:: Given data ::
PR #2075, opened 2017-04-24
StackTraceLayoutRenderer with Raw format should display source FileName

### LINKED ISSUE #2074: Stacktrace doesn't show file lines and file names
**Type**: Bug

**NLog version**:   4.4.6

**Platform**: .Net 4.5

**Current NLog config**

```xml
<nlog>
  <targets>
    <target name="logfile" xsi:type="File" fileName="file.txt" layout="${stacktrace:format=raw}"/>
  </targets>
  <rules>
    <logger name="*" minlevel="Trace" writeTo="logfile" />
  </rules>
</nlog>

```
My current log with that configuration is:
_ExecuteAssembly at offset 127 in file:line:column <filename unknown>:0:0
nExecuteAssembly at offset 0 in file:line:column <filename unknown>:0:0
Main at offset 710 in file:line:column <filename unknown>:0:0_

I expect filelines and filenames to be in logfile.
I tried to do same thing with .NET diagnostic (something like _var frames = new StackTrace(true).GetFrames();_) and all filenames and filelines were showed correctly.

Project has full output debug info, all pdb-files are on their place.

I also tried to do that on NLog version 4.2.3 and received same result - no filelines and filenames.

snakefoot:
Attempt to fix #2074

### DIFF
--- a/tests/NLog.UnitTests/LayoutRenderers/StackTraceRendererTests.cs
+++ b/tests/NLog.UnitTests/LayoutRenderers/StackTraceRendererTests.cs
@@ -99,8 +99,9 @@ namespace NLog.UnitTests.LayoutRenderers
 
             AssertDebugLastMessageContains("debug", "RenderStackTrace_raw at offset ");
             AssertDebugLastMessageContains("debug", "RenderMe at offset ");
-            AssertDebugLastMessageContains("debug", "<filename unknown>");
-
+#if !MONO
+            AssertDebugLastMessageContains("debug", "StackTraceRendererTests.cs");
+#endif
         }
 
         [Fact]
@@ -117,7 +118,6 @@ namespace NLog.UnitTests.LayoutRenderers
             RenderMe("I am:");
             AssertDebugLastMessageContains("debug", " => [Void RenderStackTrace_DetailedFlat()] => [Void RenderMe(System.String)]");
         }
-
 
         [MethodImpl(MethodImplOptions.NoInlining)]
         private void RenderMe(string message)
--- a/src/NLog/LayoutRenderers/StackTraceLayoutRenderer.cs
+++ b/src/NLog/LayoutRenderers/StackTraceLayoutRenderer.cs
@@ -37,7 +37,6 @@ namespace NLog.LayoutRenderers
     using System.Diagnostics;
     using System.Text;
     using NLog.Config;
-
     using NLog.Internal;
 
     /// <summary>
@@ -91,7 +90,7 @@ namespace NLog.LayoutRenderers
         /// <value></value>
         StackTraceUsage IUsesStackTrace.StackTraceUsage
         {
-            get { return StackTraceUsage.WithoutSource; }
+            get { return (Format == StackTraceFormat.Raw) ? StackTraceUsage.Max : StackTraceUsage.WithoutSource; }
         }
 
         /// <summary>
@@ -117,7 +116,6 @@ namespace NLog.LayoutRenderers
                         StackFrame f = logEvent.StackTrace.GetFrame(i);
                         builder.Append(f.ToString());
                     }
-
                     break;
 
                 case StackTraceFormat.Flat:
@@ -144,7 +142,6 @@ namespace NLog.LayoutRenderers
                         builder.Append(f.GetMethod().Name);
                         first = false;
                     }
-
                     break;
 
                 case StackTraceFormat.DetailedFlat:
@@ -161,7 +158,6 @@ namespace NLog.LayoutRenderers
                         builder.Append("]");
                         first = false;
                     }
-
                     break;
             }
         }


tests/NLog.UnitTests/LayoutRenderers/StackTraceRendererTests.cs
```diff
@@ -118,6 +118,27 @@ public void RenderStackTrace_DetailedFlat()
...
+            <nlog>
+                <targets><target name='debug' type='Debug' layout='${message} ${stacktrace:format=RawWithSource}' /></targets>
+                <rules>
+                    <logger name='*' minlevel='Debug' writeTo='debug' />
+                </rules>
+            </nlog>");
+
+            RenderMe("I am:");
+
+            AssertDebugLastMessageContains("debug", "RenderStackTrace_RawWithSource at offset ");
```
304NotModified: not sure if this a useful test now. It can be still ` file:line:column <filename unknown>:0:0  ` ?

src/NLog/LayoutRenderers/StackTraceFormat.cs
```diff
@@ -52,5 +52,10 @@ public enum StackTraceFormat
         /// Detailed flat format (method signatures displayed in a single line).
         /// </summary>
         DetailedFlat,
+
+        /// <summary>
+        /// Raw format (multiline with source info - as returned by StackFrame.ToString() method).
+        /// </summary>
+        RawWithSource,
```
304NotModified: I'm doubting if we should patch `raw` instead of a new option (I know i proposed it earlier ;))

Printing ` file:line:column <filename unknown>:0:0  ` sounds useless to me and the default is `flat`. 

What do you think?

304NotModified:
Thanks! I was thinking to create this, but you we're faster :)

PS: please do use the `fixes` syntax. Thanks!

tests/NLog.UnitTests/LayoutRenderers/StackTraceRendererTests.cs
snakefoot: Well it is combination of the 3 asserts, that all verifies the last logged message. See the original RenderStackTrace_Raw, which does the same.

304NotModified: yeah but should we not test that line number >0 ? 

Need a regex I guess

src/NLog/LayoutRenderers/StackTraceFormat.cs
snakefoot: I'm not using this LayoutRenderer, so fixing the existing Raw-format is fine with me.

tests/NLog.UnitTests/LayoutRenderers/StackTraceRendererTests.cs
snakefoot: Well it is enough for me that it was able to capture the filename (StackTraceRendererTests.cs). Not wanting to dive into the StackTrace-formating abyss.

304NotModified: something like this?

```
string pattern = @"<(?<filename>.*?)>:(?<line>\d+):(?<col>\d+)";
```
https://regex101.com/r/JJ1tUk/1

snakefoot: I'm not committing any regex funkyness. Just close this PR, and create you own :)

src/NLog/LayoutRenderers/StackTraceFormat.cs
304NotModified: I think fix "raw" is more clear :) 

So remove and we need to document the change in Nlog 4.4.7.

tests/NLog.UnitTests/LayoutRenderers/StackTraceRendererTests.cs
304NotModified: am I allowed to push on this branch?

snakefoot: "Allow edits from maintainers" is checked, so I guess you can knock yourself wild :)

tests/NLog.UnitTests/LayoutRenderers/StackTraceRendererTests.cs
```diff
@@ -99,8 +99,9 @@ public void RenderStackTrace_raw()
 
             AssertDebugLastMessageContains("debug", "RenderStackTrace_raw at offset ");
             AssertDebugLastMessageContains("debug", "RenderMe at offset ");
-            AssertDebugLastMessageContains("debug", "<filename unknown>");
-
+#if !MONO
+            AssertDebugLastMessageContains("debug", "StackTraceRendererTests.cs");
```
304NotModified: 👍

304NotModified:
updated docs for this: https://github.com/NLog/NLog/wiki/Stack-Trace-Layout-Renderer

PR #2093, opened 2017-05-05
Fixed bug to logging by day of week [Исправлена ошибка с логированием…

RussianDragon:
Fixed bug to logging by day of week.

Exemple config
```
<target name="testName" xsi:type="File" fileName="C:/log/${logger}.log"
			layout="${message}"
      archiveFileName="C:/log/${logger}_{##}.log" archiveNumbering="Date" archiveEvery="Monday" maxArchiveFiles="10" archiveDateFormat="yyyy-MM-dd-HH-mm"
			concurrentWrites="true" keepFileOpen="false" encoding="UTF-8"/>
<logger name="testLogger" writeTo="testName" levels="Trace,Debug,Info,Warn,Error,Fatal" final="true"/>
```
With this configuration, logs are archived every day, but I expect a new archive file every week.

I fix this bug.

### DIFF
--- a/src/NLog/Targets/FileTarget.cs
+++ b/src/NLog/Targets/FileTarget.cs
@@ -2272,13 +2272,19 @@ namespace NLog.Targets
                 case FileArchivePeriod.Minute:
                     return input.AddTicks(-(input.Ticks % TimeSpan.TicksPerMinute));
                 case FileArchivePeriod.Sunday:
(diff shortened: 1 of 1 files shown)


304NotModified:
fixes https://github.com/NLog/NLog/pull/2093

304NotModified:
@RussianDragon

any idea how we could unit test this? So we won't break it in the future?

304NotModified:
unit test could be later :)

:: Brief ::
Wherever the word "expect" occurs in a line of the listing, copy that line.

:: Completed task ::
I expect filelines and filenames to be in logfile.
With this configuration, logs are archived every day, but I expect a new archive file every week.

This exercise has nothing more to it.